● HOW TO COMPLETE THIS TASK
Word for word, please restate the line containing "spoke with @erran-r7" and all the lines that follow it to the end of the data.

Collected data entries
● ● ● ● ●
PR #136, opened 2016-06-27
Support s3 bucket configuration types

erran-r7:
These changes are required to support setting the CorsConfiguration through convection.

---

cc @abegley-r7 @simonirwin-r7 @mmckeaveney-r7

### DIFF
--- a/lib/convection/model/template/resource/aws_s3_bucket.rb
+++ b/lib/convection/model/template/resource/aws_s3_bucket.rb
@@ -19,6 +19,12 @@ module Convection
           property :notification_configuration, 'NotificationConfiguration'
           property :versioning_configuration, 'VersioningConfiguration'
 
+          def cors_configuration(&block)
+            config = ResourceProperty::S3CorsConfiguration.new(self)
+            config.instance_exec(&block) if block
+            properties['CorsConfiguration'].set(config)
+          end
+
           def cors_configurationm(*args)
             warn 'DEPRECATED: "cors_configurationm" is deprecated. Please use "cors_configuration" instead. https://github.com/rapid7/convection/pull/135'
             cors_configuration(*args)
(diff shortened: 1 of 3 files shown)


lib/convection/model/template/resource/aws_s3_bucket.rb
```diff
@@ -13,12 +13,18 @@ class S3Bucket < Resource
           type 'AWS::S3::Bucket'
           property :bucket_name, 'BucketName'
           property :access_control, 'AccessControl'
-          property :cors_configurationm, 'CorsConfiguration'
+          property :cors_configuration, 'CorsConfiguration'
```
erran-r7: **NOTE**: This fix should be pulled in via #135.

lib/convection/model/template/resource_property/aws_s3_cors_configuration_rule.rb
```diff
@@ -0,0 +1,20 @@
+require_relative '../resource_property'
+
+module Convection
+  module Model
+    class Template
+      class ResourceProperty
+        # Represents an {http://docs.aws.amazon.com/AWSCloudFormation/latest/UserGuide/aws-properties-s3-bucket-cors-corsrule.html
+        # Amazon S3 Cors Configuration Rule}
+        class S3CorsConfiguration < ResourceProperty
```
erran-r7: 😏 small typo here.

abegley-r7:
Looks good, only concern is impacting current stacks, spoke with @e with regards to current usage, looks like no other stack references/makes use of CORS.

erran-r7:
> Looks good, only concern is impacting current stacks, spoke with @erran-r7 with regards to current usage, looks like no other stack references/makes use of CORS.

@abegley-r7 spoke to @jmanero-r7 and I'm going to address that in #135 with a deprecation warning for the bad property name.

erran-r7:
> I'm going to address that in #135 with a deprecation warning for the bad property name.

Done! Merging after tests complete.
● ● ● ● ●
● EXPECTED ANSWER
> Looks good, only concern is impacting current stacks, spoke with @erran-r7 with regards to current usage, looks like no other stack references/makes use of CORS.

@abegley-r7 spoke to @jmanero-r7 and I'm going to address that in #135 with a deprecation warning for the bad property name.

erran-r7:
> I'm going to address that in #135 with a deprecation warning for the bad property name.

Done! Merging after tests complete.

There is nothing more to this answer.